- _Saved entries_:
==========
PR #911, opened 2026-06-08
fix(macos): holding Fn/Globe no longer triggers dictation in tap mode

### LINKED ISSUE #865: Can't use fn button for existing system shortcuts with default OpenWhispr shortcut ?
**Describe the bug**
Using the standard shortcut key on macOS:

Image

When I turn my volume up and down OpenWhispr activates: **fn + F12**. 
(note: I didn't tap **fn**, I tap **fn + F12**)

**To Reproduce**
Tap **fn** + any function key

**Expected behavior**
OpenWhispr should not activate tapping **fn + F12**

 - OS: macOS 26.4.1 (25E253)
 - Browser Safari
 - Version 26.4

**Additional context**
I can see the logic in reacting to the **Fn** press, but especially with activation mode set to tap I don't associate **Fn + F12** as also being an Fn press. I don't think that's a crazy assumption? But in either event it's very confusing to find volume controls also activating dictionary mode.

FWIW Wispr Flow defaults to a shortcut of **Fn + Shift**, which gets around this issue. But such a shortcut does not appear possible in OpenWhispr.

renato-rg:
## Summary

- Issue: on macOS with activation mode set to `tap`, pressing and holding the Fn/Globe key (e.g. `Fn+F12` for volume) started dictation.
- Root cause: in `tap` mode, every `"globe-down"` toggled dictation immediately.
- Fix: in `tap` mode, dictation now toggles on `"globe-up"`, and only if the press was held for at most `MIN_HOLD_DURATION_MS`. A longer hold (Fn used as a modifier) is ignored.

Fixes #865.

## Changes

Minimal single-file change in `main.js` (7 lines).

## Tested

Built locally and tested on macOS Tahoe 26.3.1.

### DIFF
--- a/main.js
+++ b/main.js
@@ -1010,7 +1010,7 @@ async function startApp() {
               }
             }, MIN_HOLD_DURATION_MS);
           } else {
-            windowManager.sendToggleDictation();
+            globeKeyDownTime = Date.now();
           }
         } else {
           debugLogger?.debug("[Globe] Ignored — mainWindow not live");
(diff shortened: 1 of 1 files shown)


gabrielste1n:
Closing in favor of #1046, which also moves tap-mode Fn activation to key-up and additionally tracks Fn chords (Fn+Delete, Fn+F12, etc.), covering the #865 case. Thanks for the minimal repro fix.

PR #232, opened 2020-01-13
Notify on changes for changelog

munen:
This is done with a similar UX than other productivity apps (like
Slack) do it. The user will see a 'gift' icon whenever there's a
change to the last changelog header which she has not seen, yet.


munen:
==========
Your task is to reproduce the entries exactly, starting at the first line and ending with the line containing "- Version 26.4".

- _Response for this exercise_:
PR #911, opened 2026-06-08
fix(macos): holding Fn/Globe no longer triggers dictation in tap mode

### LINKED ISSUE #865: Can't use fn button for existing system shortcuts with default OpenWhispr shortcut ?
**Describe the bug**
Using the standard shortcut key on macOS:

Image

When I turn my volume up and down OpenWhispr activates: **fn + F12**. 
(note: I didn't tap **fn**, I tap **fn + F12**)

**To Reproduce**
Tap **fn** + any function key

**Expected behavior**
OpenWhispr should not activate tapping **fn + F12**

 - OS: macOS 26.4.1 (25E253)
 - Browser Safari
 - Version 26.4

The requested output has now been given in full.